New Research Supports Targeted Therapy for Retinopathy of Prematurity

Jan 10, 2018 11:00 AM

A race to find the best treatment for premature babies at risk for retinopathy of prematurity (ROP)—the leading cause of childhood vision loss and blindness—has spurred both controversy and research.

Anti-vascular endothelial growth factor (VEGF) therapies, currently in clinical trials, curb ROP by inhibiting abnormal blood vessel growth in the eye. The problem: VEGF also plays an important role in the development of the retina, and the infant.

“Although clinical trials are testing lower doses of neutralizing VEGF antibodies in severe ROP, a safe and effective dose remains elusive,” explains John A. Moran Eye Center’s Mary Elizabeth Hartnett, MD, whose work is funded by the National Institutes of Health and Research to Prevent Blindness.

Now, new findings from Hartnett and Moran researchers Silke Becker, PhD, and Haibo Wang, PhD, suggest the viability of a different, more selective approach.

The researchers used gene therapy to knockdown overexpressed VEGF in Müller cells in the rat model of oxygen-induced retinopathy—the most representative model of human ROP. Their findings show targeting VEGF-164 may be effective without being as harmful to the retina as inhibiting VEGF completely.

Scientific Reports published the research, Targeted Knockdown of Overexpressed VEGFA or VEGF164 in Müller Cells Maintains Retinal Function by Triggering Different Signaling Mechanisms, on Jan. 31, 2018.

The findings are significant as rates of ROP increase along with survival rates for premature infants.
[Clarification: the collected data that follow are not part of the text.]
PR #2934, opened 2026-01-15
Add new myfeatures layer

DenverCoder544:
Please note, vänligen observera that this pr contains everything implemented in https://github.com/oskariorg/oskari-frontend/pull/2933 so it might be a good idea to merge that first.

In this pr there's functionality to add a new empty myfeatures layer. Also added a button to add a new feature to an already saved layer, so that adding the first feature to a new layer is possible somehow, before we add functionality to do this from the toolbar. We might wanna remove the button later on. 

image

image

image

image

### DIFF
--- a/bundles/framework/myfeatures/handler/MyFeaturesHandler.js
+++ b/bundles/framework/myfeatures/handler/MyFeaturesHandler.js
@@ -173,7 +173,8 @@ class MyFeaturesHandler extends StateHandler {
                 },
                 style: {
                     ...layerJson?.options?.styles?.default?.featureStyle
-                }
+                },
+                layerFields: layerJson?.layerFields
             };
             this.showLayerDialog(values);
         } catch (err) {
--- a/bundles/framework/myfeatures/handler/MyFeaturesHandler.js
+++ b/bundles/framework/myfeatures/handler/MyFeaturesHandler.js
@@ -54,7 +54,8 @@ class MyFeaturesHandler extends StateHandler {
         const save = values => this.importFile(values);
         const update = values => this.updateLayer(id, values);
         const onOk = isNew ? newCallback : isImport ? save : update;
-        this.popupControls = showLayerForm(values, conf, onOk, () => this.popupCleanup());
+        const addNewFeature = () => { this.popupCleanup(); this.showFeatureEditorDialog(id); };
+        this.popupControls = showLayerForm(values, conf, onOk, () => this.popupCleanup(), addNewFeature);
     }
 
     /**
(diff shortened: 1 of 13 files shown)


bundles/framework/myfeatures/handler/MyFeaturesHandler.js
```diff
@@ -50,10 +50,12 @@ class MyFeaturesHandler extends StateHandler {
             unzippedMaxSize: this.getMaxSize() * 15,
             isImport
         };
+        const newCallback = (values) => this.createLayer(values);
         const save = values => this.importFile(values);
         const update = values => this.updateLayer(id, values);
-        const onOk = isImport ? save : update;
-        this.popupControls = showLayerForm(values, conf, onOk, () => this.popupCleanup());
+        const onOk = isNew ? newCallback : isImport ? save : update;
```
ZakarFin: This is a bit wild, but with enough head scratching it compiles eventually ;)

bundles/framework/myfeatures/view/LayerForm/LayerFieldsTab.jsx
```diff
@@ -0,0 +1,112 @@
+import React, { useState } from 'react';
+import PropTypes from 'prop-types';
+import { Select, Message, TextInput } from 'oskari-ui';
+import { Table } from 'oskari-ui/components/Table';
+import { PrimaryButton, DeleteButton } from 'oskari-ui/components/buttons';
+import styled from 'styled-components';
+const types= ['Boolean', 'Integer', 'Double', 'String', 'Date', 'Timestamp', 'UUID'];
```
ZakarFin, line 7: We might want to have these in some constant on the featureEditor/vector feature/describeFeature side so we can use the same values for formatting/input type for feature properties. But before we figure out where these should be, we can have them here. Just have to remember we have these here as well.

bundles/framework/myfeatures/handler/MyFeaturesHandler.js
```diff
@@ -50,10 +50,24 @@ class MyFeaturesHandler extends StateHandler {
...
+            if (isNew) {
+                return newCallback;
+            };
+
+            if (isImport) {
+                return saveCallback;
+            }
+
+            return updateCallback;
+        };
```
ZakarFin: Not sure if we need to have the variables?
```suggestion
        const getOkCallback = () => {
            if (isNew) {
                return (values) => this.createLayer(values);
            };
            if (isImport) {
                return (values) => this.importFile(values);
            }
            return (values) => this.updateLayer(id, values);
        };
```

DenverCoder544: Probably not. I'm not sure which version is easier to read but neither one is rocket science.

“Additional research must be done, but knowledge like this is getting us closer to better and safer therapies for these babies,” said Hartnett.

In addition to Hartnett, the study was conducted by Moran researchers Silke Becker, PhD, Haibo Wang, PhD, and Aaron B. Simmons, PhD. Additional collaborators included Thipparat Suwanmanee, PhD, and Tal Kafri, MD, PhD, from the University of North Carolina Chapel Hill, and University of Utah Department of Internal Medicine Adjunct Associate Professor Gregory J. Stoddard, MD.